GOAL OF THE EXERCISE:
Wherever a line in the records below contains "during", copy that line.
═════ THE DATA
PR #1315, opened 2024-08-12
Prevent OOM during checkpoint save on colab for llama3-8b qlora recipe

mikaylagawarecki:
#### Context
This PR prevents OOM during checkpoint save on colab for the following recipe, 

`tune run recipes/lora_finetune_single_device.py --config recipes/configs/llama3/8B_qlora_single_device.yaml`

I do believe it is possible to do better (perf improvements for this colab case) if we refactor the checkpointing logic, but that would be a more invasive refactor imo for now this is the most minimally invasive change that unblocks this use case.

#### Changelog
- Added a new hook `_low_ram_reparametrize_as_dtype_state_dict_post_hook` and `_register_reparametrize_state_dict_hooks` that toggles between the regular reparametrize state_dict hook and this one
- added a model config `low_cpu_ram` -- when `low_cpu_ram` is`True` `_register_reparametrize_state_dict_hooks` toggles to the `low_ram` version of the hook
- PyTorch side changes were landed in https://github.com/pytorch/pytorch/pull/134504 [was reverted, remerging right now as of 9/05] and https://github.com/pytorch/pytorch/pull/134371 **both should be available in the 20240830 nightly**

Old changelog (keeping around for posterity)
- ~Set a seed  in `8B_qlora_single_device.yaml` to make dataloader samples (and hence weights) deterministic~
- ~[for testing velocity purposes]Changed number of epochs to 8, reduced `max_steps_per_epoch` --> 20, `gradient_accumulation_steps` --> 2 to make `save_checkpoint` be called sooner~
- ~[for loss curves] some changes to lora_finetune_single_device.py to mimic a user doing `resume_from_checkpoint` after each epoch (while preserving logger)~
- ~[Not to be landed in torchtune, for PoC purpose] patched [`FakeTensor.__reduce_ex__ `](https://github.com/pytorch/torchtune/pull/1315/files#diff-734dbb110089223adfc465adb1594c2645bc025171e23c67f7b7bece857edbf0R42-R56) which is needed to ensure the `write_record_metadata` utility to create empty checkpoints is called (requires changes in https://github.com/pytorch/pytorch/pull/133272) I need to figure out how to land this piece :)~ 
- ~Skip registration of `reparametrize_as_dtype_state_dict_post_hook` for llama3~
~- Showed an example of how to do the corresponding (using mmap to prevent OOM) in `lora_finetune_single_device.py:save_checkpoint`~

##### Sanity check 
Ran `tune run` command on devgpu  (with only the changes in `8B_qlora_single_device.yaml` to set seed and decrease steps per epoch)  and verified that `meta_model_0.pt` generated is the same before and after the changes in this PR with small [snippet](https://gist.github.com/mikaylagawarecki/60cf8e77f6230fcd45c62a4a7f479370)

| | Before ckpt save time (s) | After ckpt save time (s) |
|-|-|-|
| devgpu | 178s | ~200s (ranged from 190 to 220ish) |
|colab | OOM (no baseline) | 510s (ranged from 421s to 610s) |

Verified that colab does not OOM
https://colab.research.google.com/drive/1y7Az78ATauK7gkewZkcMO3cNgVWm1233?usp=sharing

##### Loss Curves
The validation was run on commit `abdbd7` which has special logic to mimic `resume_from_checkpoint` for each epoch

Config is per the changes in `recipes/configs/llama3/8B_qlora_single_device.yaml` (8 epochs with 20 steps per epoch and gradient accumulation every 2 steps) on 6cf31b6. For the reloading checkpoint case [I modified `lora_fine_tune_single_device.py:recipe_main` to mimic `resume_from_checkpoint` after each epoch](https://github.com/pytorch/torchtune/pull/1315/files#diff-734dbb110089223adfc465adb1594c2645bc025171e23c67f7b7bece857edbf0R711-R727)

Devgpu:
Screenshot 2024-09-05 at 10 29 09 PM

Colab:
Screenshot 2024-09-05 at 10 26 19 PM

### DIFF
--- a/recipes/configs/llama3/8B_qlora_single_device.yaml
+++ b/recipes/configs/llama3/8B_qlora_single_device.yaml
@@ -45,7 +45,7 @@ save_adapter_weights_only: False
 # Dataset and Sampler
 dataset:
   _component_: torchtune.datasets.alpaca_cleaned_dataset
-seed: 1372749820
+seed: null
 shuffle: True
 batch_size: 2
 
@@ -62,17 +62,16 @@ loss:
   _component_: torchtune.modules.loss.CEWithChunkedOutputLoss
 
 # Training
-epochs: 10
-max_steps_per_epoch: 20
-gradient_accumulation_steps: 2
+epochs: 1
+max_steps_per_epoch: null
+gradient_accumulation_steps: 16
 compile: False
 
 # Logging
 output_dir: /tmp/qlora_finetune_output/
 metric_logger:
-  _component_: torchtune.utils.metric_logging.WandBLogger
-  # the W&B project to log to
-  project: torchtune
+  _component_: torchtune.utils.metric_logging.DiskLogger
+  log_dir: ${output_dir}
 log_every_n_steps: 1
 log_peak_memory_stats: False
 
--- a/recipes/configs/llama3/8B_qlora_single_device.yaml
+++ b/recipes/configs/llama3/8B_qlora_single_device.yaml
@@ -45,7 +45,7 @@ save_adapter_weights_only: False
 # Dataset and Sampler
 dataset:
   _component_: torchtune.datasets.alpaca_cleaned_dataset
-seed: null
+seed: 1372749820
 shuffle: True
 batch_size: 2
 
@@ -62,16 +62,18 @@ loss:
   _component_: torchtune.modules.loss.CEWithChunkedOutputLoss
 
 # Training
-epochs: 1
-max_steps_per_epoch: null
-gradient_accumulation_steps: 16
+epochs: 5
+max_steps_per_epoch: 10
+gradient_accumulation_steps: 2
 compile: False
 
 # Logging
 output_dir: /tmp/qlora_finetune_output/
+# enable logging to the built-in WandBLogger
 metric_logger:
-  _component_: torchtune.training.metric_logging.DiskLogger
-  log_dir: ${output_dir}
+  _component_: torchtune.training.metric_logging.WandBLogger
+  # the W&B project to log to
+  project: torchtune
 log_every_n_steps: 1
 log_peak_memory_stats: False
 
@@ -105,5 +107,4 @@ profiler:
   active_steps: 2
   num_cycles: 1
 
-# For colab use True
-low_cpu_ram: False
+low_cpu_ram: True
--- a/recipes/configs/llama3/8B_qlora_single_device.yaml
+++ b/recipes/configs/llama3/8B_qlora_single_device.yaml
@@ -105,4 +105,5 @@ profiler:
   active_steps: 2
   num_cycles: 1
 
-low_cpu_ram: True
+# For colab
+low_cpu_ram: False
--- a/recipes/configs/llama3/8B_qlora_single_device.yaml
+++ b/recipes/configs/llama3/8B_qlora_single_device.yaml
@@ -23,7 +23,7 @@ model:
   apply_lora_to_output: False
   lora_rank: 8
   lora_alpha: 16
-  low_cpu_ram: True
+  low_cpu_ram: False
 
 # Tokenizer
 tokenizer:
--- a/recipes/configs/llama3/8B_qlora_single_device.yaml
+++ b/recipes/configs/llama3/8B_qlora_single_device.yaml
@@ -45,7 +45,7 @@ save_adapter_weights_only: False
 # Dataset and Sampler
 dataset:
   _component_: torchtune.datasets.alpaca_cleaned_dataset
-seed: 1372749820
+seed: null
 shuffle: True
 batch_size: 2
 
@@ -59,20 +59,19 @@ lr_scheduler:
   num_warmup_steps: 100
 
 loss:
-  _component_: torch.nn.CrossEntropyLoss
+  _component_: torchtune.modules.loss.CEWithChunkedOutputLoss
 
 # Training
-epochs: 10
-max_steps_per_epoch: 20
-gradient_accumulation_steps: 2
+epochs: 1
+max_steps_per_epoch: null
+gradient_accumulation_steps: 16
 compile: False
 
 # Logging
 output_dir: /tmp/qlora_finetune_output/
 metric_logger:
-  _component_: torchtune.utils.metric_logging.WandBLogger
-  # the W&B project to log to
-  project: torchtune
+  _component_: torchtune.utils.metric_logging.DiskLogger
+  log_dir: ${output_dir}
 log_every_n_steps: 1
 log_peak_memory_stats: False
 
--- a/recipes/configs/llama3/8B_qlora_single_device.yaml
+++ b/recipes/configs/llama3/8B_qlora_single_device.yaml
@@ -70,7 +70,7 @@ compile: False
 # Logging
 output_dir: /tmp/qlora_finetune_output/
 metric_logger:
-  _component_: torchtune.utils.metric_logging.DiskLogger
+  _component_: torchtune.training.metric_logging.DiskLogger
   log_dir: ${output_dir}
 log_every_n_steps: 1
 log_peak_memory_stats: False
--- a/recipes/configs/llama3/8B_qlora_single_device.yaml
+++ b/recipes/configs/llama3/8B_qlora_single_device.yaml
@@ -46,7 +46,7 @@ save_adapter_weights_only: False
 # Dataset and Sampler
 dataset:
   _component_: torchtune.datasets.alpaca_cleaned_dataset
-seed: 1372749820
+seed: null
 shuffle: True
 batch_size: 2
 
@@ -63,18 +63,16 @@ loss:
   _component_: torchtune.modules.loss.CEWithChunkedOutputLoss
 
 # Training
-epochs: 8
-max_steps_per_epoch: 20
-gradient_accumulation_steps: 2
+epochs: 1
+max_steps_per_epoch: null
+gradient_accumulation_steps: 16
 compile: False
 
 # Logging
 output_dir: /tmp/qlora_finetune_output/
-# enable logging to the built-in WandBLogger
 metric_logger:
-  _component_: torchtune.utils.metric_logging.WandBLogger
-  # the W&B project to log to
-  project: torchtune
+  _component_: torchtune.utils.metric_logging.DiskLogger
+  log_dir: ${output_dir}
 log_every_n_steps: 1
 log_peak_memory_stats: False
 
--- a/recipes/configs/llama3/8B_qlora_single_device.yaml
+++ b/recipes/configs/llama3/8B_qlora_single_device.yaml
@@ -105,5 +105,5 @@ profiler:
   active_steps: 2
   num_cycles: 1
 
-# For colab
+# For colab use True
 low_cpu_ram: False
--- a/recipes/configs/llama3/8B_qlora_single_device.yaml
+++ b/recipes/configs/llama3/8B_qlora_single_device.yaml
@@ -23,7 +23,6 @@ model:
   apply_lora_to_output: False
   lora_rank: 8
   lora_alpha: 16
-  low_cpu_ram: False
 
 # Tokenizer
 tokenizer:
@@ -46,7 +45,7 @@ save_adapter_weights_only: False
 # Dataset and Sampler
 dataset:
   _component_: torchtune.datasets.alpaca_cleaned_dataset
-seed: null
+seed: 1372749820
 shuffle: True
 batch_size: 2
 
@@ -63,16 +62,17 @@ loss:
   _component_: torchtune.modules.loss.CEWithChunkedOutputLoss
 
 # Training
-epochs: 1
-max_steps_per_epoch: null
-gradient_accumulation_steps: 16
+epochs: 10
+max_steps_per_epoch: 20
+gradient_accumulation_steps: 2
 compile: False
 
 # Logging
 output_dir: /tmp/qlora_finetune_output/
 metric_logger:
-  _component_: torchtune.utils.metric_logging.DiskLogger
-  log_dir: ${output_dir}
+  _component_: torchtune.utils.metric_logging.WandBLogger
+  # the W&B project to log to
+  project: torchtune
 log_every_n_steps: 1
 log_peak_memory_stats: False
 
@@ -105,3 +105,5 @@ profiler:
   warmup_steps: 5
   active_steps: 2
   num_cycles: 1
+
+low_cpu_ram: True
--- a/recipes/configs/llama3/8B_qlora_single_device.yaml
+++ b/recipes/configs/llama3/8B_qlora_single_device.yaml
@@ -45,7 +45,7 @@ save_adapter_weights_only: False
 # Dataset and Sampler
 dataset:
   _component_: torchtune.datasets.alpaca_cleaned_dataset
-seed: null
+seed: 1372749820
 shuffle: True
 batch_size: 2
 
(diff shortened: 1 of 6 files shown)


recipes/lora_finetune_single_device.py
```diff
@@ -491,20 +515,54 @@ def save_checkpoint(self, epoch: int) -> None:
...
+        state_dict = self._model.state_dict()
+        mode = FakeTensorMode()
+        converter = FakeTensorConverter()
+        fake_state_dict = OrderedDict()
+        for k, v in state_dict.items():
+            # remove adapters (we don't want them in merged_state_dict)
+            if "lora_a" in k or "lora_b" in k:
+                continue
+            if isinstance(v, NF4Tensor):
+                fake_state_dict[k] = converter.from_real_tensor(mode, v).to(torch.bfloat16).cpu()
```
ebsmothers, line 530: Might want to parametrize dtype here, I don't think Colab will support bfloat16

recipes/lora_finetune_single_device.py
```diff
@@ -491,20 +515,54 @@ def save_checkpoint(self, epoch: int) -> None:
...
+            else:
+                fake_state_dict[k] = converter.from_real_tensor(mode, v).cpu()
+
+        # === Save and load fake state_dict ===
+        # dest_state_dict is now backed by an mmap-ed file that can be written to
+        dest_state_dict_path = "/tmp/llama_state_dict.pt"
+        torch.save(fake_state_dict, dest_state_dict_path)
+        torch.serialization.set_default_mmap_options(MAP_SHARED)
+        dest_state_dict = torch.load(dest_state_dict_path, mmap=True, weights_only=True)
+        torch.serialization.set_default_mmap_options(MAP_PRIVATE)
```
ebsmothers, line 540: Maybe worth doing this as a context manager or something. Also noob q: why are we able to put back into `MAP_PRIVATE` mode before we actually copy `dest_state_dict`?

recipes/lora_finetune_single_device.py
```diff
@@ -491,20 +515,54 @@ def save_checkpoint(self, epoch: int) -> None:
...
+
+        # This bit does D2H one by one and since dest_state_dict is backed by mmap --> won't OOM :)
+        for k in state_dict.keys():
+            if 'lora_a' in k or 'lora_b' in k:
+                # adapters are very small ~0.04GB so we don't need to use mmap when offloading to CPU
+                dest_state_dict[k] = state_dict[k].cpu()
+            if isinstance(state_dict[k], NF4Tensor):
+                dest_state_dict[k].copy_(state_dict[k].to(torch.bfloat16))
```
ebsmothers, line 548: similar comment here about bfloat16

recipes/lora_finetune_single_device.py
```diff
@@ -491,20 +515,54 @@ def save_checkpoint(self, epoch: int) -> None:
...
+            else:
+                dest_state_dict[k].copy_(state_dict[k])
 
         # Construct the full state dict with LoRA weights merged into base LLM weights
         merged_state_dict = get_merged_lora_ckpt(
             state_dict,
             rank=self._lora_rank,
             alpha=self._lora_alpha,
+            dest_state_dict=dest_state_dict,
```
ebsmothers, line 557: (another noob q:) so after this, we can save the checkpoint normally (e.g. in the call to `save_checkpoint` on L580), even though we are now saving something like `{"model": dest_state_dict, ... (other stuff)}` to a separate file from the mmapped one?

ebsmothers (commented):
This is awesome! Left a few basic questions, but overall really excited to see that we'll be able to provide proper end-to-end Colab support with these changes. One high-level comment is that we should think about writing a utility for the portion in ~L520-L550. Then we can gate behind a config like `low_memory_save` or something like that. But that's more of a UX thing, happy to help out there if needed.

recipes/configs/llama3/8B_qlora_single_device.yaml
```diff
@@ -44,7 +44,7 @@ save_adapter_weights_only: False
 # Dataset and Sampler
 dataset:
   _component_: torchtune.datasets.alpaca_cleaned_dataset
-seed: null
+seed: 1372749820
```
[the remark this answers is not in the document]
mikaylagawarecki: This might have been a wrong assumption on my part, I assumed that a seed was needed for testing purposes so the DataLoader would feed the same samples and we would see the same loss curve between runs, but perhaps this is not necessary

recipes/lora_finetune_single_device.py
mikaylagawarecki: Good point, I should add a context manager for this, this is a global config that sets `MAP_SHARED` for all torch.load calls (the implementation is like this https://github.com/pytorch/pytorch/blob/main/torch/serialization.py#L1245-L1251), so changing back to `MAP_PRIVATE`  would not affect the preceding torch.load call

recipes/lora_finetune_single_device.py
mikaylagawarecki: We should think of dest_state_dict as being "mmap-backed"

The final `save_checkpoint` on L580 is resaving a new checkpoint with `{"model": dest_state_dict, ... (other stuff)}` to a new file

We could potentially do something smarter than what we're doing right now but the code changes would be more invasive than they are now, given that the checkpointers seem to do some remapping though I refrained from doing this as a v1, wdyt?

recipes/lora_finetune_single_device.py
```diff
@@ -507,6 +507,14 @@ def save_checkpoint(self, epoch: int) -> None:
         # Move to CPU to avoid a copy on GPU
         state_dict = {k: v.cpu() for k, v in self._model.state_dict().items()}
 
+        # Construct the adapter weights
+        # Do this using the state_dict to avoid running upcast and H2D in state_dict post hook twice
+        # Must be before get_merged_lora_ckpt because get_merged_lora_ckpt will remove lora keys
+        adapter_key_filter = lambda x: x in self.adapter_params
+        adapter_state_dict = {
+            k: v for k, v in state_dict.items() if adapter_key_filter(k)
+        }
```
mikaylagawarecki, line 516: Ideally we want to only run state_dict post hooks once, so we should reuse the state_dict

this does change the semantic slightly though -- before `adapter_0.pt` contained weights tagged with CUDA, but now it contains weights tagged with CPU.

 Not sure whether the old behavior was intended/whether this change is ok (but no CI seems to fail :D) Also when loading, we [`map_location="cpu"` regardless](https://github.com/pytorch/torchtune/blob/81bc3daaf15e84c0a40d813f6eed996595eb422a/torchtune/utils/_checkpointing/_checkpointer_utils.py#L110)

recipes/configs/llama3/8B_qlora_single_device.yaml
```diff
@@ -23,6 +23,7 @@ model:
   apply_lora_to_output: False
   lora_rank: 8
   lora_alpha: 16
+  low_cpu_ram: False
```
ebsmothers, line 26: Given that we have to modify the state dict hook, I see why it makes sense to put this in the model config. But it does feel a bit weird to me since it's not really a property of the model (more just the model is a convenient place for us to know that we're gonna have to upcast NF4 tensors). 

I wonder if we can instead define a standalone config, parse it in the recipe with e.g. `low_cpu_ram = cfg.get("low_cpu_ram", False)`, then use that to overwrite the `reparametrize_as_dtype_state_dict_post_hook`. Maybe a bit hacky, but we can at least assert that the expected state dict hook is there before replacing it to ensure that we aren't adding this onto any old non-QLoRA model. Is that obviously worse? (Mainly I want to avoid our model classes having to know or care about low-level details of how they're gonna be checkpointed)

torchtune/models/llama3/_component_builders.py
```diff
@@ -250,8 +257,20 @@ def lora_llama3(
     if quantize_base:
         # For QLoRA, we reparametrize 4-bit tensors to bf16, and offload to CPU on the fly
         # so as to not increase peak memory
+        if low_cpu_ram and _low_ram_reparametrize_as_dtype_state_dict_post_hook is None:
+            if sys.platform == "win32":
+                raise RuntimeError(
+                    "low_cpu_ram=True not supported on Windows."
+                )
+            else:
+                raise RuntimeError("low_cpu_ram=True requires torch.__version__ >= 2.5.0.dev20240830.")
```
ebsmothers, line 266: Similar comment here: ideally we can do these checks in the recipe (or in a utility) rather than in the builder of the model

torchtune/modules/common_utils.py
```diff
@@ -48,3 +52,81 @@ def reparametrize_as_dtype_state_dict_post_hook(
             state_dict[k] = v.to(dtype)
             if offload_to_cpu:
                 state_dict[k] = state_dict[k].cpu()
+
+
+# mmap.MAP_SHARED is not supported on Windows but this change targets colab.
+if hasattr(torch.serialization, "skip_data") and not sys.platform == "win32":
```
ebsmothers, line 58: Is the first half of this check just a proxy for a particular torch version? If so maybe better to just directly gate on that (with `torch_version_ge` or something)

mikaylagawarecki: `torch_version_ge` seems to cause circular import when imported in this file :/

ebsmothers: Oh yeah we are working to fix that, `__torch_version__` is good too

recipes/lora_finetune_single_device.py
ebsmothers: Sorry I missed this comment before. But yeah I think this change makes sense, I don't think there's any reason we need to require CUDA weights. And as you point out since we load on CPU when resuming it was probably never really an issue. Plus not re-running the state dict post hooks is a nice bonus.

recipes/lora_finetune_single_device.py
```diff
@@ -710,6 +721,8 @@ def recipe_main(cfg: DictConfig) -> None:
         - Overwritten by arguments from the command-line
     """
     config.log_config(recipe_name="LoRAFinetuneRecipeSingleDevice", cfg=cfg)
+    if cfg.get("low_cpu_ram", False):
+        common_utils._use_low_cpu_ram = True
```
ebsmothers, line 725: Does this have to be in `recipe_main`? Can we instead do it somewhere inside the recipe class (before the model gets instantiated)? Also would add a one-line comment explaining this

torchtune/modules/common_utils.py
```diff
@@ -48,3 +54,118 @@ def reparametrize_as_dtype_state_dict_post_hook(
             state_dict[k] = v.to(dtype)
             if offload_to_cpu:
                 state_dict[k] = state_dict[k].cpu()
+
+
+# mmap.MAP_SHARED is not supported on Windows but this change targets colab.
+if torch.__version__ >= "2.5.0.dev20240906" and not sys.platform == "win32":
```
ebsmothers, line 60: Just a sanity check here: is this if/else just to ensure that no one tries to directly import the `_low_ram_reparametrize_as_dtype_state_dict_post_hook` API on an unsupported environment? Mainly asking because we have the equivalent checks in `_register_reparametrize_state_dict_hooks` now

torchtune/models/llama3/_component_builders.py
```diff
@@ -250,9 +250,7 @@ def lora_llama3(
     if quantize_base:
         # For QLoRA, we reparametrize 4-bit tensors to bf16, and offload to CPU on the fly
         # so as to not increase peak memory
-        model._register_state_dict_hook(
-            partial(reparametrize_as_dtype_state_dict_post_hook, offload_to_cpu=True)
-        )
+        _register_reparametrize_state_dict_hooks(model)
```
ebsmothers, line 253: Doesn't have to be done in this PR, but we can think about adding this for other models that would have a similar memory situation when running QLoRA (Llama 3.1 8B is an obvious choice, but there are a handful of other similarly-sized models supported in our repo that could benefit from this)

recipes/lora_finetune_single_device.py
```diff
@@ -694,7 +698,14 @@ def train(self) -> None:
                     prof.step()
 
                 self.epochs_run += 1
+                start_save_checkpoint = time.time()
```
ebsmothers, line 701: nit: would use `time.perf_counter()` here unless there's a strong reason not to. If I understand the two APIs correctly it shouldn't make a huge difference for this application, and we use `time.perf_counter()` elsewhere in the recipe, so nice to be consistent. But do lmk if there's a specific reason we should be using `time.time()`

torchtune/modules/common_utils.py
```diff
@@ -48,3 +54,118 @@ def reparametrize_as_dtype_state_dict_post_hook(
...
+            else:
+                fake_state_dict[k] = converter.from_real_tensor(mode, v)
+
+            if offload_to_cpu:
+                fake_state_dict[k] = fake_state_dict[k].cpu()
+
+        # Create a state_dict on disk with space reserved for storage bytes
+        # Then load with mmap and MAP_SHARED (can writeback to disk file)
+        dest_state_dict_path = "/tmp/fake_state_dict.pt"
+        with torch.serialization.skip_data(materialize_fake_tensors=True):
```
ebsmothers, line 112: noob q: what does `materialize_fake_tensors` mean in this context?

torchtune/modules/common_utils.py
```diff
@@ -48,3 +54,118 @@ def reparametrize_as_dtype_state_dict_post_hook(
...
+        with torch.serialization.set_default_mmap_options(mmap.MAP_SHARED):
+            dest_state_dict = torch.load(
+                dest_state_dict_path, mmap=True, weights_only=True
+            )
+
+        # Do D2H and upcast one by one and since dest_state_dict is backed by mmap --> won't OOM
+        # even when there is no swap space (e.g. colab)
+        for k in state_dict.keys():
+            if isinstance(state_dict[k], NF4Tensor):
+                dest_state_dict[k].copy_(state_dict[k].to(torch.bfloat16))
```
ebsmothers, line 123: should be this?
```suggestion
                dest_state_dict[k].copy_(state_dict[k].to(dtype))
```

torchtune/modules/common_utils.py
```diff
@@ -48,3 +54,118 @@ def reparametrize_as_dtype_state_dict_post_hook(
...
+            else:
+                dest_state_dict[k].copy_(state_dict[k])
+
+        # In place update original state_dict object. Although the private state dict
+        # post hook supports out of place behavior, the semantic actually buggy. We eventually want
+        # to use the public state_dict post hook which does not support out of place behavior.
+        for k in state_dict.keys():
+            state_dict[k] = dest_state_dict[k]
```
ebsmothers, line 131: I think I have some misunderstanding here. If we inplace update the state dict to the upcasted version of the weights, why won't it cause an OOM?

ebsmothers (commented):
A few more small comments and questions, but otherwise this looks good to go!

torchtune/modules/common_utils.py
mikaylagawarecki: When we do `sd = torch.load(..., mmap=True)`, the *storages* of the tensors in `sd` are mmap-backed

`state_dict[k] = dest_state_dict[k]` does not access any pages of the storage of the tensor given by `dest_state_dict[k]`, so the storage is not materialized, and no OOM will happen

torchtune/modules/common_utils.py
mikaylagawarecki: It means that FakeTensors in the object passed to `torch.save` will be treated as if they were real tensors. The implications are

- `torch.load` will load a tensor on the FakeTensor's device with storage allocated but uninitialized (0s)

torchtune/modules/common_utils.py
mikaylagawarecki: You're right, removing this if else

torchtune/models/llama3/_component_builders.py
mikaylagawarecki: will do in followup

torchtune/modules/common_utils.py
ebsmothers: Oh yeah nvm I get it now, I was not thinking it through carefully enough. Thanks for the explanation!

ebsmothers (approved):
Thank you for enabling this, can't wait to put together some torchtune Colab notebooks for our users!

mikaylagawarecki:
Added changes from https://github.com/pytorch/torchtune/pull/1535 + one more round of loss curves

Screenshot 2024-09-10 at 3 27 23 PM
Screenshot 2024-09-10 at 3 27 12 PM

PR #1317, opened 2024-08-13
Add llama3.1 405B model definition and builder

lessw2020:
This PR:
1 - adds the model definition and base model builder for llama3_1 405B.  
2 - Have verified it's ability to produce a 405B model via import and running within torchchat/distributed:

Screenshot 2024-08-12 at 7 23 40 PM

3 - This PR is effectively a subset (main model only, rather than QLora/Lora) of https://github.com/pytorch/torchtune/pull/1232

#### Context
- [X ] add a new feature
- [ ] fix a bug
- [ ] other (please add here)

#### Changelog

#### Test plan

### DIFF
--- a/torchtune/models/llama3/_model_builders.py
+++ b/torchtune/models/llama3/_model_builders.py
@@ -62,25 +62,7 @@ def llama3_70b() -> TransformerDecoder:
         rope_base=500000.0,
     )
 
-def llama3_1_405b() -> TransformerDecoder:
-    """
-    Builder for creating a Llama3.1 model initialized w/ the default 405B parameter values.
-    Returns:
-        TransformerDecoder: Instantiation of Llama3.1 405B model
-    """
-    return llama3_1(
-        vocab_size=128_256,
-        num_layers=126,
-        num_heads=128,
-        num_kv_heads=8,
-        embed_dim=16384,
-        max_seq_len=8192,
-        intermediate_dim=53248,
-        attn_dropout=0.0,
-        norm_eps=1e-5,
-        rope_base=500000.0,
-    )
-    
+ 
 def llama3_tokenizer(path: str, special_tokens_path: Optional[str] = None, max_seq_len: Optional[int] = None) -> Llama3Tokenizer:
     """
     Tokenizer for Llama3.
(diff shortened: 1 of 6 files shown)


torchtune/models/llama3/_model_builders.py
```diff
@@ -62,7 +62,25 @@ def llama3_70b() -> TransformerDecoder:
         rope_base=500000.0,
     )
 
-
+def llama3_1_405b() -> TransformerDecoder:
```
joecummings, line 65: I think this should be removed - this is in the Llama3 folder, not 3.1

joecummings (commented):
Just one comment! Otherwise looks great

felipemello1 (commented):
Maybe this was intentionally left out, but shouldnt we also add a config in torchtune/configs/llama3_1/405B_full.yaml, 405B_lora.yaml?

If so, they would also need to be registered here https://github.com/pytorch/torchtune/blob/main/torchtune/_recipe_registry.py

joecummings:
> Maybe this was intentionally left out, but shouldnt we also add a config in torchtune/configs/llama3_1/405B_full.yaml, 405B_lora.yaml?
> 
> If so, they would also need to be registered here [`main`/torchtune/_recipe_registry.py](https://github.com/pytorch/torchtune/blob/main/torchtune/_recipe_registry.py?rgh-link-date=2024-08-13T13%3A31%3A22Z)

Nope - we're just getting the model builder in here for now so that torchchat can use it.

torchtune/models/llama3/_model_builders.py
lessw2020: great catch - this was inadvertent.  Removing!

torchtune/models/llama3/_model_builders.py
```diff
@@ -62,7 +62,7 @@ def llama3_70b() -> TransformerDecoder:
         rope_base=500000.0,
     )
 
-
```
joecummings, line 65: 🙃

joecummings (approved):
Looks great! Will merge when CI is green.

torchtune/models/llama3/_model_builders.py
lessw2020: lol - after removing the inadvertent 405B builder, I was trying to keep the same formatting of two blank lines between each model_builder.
══════════
TASK OUTPUT:
Prevent OOM during checkpoint save on colab for llama3-8b qlora recipe
This PR prevents OOM during checkpoint save on colab for the following recipe, 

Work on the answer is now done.